The Annotated Turing – Abridged

I recently read the book The Annotated Turing by Charles Petzold. It was really enlightening. Though all computer science graduates study concepts like Turing machines, Turing Completeness etc. as part of their courses in colleges, questions such as how and why did Turing come up with these concepts is not taught usually (spoiler alert: Turing did not come up with either terminology  that I just mentioned). Charles does a good job of making Turing’s classical 1937 paper more accessible without dumbing it down too much. He also gives a lot of historical context as well as background knowledge that Turing assumes his readers to have.

The book cover

The book is aptly sub-titled A Guided Tour through Alan Turing’s Historic Paper on Computability and the Turing Machine.  In it, Turing’s paper is shown as is, but is supplemented with the author’s own annotations in between. In this post, I will try to present a very concise overview of the key takeaways from the book.

Das Entscheidungs problem

Turing’s actual 1937 paper was titled On Computable Numbers, With An Application To The Entscheidungsproblem. To understand the paper, we need to understand what that problem is. Entshcheidung means decision or decidability. In 1900, during his address at the Second International Congress of Mathematicians,  one of the prominent mathematicians at the time, David Hilbert, presented 23 questions as challenges for mathematicians to solve in the next century. The 10th problem in the list was this:

10. Determination of the Solvability of a Diophantine Equation

Diophantus was a Greek mathematician who is estimated to have lived around 250 CE and wrote a book called Arithmetica. Diophantine equation has come to mean an algebraic equation in which only whole number solutions are allowed.

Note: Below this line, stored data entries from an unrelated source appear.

PR #332, opened 2023-10-16
[occ] Add validation logic to scheduler

stevenlanders:
## Describe your changes and provide context
- This adds a versioned store for each incarnation of a transaction
- Scheduler re-executes based on validation output

## Testing performed to validate your change
- Unit test for scheduler (confirms expected tx output for conflicting transactions)

PR #336, opened 2023-10-18
[occ] Add scheduler logic for validation

stevenlanders:
- This was copied from #332 which became unwieldy due to commit history (merges/rebases)
- Adds scheduler logic for validation
- In this initial version it completes all executions then performs validations (which feed retries)
  -  Once we start benchmarking we can make performance improvements to this 
- Retries tasks that fail validation and have no dependencies

- Scheduler Test verifies multi-worker with conflicts

### DIFF
--- a/server/mock/store.go
+++ b/server/mock/store.go
@@ -229,3 +229,13 @@ func (kv kvStore) ReverseSubspaceIterator(prefix []byte) sdk.Iterator {
 func NewCommitMultiStore() sdk.CommitMultiStore {
 	return multiStore{kv: make(map[sdk.StoreKey]kvStore)}
 }
+
+func (ms multiStore) SetKVStores(handler func(key store.StoreKey, s sdk.KVStore) store.CacheWrap) store.MultiStore {
+	//TODO implement me
+	panic("implement me")
+}
+
+func (ms multiStore) StoreKeys() []sdk.StoreKey {
+	//TODO implement me
+	panic("implement me")
+}
--- a/server/mock/store.go
+++ b/server/mock/store.go
@@ -231,11 +231,9 @@ func NewCommitMultiStore() sdk.CommitMultiStore {
 }
 
 func (ms multiStore) SetKVStores(handler func(key store.StoreKey, s sdk.KVStore) store.CacheWrap) store.MultiStore {
-	//TODO implement me
-	panic("implement me")
+	panic("not implemented")
 }
 
 func (ms multiStore) StoreKeys() []sdk.StoreKey {
-	//TODO implement me
-	panic("implement me")
+	panic("not implemented")
 }
--- a/store/multiversion/mvkv.go
+++ b/store/multiversion/mvkv.go
@@ -1,11 +1,12 @@
 package multiversion
 
 import (
-	abci "github.com/tendermint/tendermint/abci/types"
 	"io"
 	"sort"
 	"sync"
 	"time"
+
+	abci "github.com/tendermint/tendermint/abci/types"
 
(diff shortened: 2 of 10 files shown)


tasks/scheduler.go
```diff
@@ -49,6 +74,28 @@ func NewScheduler(workers int, deliverTxFunc func(ctx sdk.Context, req types.Req
...
+		mv.InvalidateWriteset(task.Index, task.Incarnation)
+	}
+}
+
+func (s *scheduler) findConflicts(task *deliverTxTask) []int {
+	var conflicts []int
+	uniq := make(map[int]struct{})
+	for _, mv := range s.multiVersionStores {
+		mvConflicts := mv.ValidateTransactionState(task.Index)
+		for _, c := range mvConflicts {
```
udpatil, line 88: note: conflicts are already deduped + sorted, so this is unnecessary

server/mock/store.go
```diff
@@ -229,3 +229,13 @@ func (kv kvStore) ReverseSubspaceIterator(prefix []byte) sdk.Iterator {
 func NewCommitMultiStore() sdk.CommitMultiStore {
 	return multiStore{kv: make(map[sdk.StoreKey]kvStore)}
 }
+
+func (ms multiStore) SetKVStores(handler func(key store.StoreKey, s sdk.KVStore) store.CacheWrap) store.MultiStore {
+	//TODO implement me
```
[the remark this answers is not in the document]
stevenlanders: these were generated, no need to implement (just removed todo and renamed 'not implemented')

tasks/scheduler.go
stevenlanders: it's necessary to dedupe/sort across storekeys

store/multiversion/mvkv.go
```diff
@@ -359,18 +360,20 @@ func (store *VersionIndexedStore) UpdateReadSet(key []byte, value []byte) {
...
 }
 
 // ResetEvents implements types.CacheWrap so this store can exist on the cache multi store
 func (store *VersionIndexedStore) ResetEvents() {
-	//TODO implement me
-	panic("implement me")
+	panic("not implemented")
+}
+
+func (store *VersionIndexedStore) UpdateIterateSet(iterationTracker iterationTracker) {
```
udpatil, line 376: wasnt this already present from occ-main, or is the diff highlight just weird because of merge conflict resolution

tasks/scheduler.go
```diff
@@ -193,28 +197,24 @@ func (s *scheduler) validateAll(tasks []*deliverTxTask) ([]*deliverTxTask, error
...
 					// otherwise, wait for completion
-					tasks[i].Conflicts = conflicts
+					tasks[i].Dependencies = conflicts
 					tasks[i].Status = statusWaiting
 				}
-			} else {
-				// no conflicts means this task is validated
+			} else if len(conflicts) == 0 {
 				tasks[i].Status = statusValidated
 			}
```
udpatil, line 213: in the case where we are valid but have conflicts, does the task states stay as `executed` then? (just want to make sure my understanding is correct

udpatil (approved):

tasks/scheduler.go
stevenlanders: that's right, it remains as executed and not returned for re-execution, and therefore is eligible for re-validation

store/multiversion/mvkv.go
stevenlanders: This line doesn't seem to show up in the overall diff, just in the commit itself (a merge from occ-main).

Given such a problem, Hilbert was interested in a process with finite number of steps to determine whether the problem has a solution or not i.e. is the problem solvable? This problem came to be known as the Entscheidungsproblem or decision problem. Note, Hilbert is not interested in a general method to solve Diophantine equations here.

Turing proves that no such general decision process exists.

 Gödel’s Incompleteness Theorem

As Turing himself remarks in the paper, his results are superficially similar to the famous Incompleteness Theorem by Kurt Gödel from 1931. However, he clarifies the difference between both results.

Gödel essentially shows that any consistent formal system is necessarily incomplete. We can find propositions P such that neither P nor ~P (negation of P) is provable within that system.

Till that time, mathematicians were attempting to create flawless systems which were both complete and consistent. Gödel’s results proved that such attempts were in vain.

Even with these results, a general decision process as described by Hilbert could conceivably exist. Given an unprovable proposition, it would identify it as unprovable. It would similarly identify provable propositions also correctly. Such a decision process is what Turing shows as cannot exist.

Turing’s solution

Turing’s approach leverages Predicate Calculus extensively. I will not try to explain the details of Turing’s proof here (for that, you need to read the book), but I will try to summarize the key ideas that he builds up and uses in his proof.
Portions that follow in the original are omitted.